* Work instructions
Which lines in the data below contain the string "iteration"? Show each one.

----

PR #2337, opened 2019-09-19
Update doc loop op

gramalingam:
Change example in Loop's documentation to clarify things. (Redo of earlier PR https://github.com/onnx/onnx/pull/2144 to incorporate various suggestions.)


docs/Operators.md
```diff
@@ -7510,14 +7510,14 @@ expect(node, inputs=[x], outputs=[y],
...
         %i[INT32, scalar]
-        %keepgoing[BOOL, scalar]
-        %b[INT32, scalar]
+        %keepgoing_in[BOOL, scalar]
+        %b_in[INT32, scalar]
       ) {
-        %my_local = Add(%a, %b)
-        %b_out = Sub(%a, %b)
+        %my_local = Add(%a, %b_in)
+        %b_out = Sub(%a, %b_in)
```
```suggestion
        // The value of b_out is used as the value of b_in in the next iteration. Note that it doesn't affect the value of the b_in passed into this operator.
        %b_out = Sub(%a, %b_in)
```

docs/Operators.md
```diff
@@ -7532,23 +7532,35 @@ expect(node, inputs=[x], outputs=[y],
...
-        for (int i=0; i < max_trip_count && keepgoing; ++i) {
+        /* initialize loop-carried variables and scan-output variables */
+        bool keepgoing_out = keepgoing
+        int b_out = b
+  
+        for (int i=0; i < max_trip_count && keepgoing_out; ++i) {
+          /* Implicitly-defined code: bind actual parameter values
+             to formal parameter variables of loop-body */
+          keepgoing_in = keepgoing_out; 
+          b_in = b_out;
```
```suggestion
          // The variable b_in is passed into the block by value, so the original value of b_in won't be changed.
          b_in = b_out;
```

docs/Operators.md
gramalingam: I added a few more comments to address the two points you mention.

docs/Operators.md
```diff
@@ -7509,15 +7509,15 @@ expect(node, inputs=[x], outputs=[y],
...
+        %keepgoing_in[BOOL, scalar] // incoming loop-termination-condition; not used
+        %b_in[INT32, scalar]        // incoming value of loop-carried-dependency b
       ) {
-        %my_local = Add(%a, %b)
-        %b_out = Sub(%a, %b)
-        %keepgoing_out = Greater(%my_local, %b_out)
-        %user_defined_vals = Add(%b, %b)
-        return %keepgoing_out, %b_out, %user_defined_vals
+        %my_local = Add(%a, %b_in)
+        %b_out = Sub(%a, %b_in) // outgoing value of loop-carried-dependency b
```
wschin: There is no `b` anymore. This statement doesn't explicitly say that `the last value of b_out in one iteration will be the value of b_in in the next iteration`.

docs/Operators.md
```diff
@@ -7509,15 +7509,15 @@ expect(node, inputs=[x], outputs=[y],
...
+        %keepgoing_out = Greater(%my_local, %b_out) // outgoing loop-termination-condition
+        %user_defined_val = Add(%b_in, %b_in) // scan-output value to be accumulated
+        return %keepgoing_out, %b_out, %user_defined_val
```
wschin: Given the `return …` here, it looks like the Loop will terminate at the end of the first iteration.

gramalingam: I think it is more than 1 iteration (in the whole example, you mean?), though it may terminate in 2 or 3 iterations (haven't checked fully). I just reused the existing loop logic, thought it is an artificial one.

docs/Operators.md
gramalingam: That's what the pseudo-code is for, to show how b_out is copied into b_in that assignment statement. Explanatory comments may be more useful outside, in the description. I will see if I can add any more to clarify things there.

docs/Changelog.md
```diff
@@ -11613,29 +11613,49 @@ This version of the operator has been available since version 11 of the default
...
+          user_defined_val = b_in + b_in; // b_in and b_out are different variables
           /* End user-defined code */
+  
+          /* Implicitly defined-code */
+          user_defined_vals[i] = user_defined_val // accumulate scan-output values
         }
-        // my_local = 123; // Can't do this. my_local was defined in the the body
+        // int t = my_local; // Can't do this. my_local is not accessible here.
   
         // These below values are live-out from the loop and therefore accessible
```
wschin: [nit]
```suggestion
        // These below values are bound to the outputs of the loop and therefore accessible
```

----

* Result of the exercise
        // The value of b_out is used as the value of b_in in the next iteration. Note that it doesn't affect the value of the b_in passed into this operator.
wschin: There is no `b` anymore. This statement doesn't explicitly say that `the last value of b_out in one iteration will be the value of b_in in the next iteration`.
wschin: Given the `return …` here, it looks like the Loop will terminate at the end of the first iteration.
gramalingam: I think it is more than 1 iteration (in the whole example, you mean?), though it may terminate in 2 or 3 iterations (haven't checked fully). I just reused the existing loop logic, thought it is an artificial one.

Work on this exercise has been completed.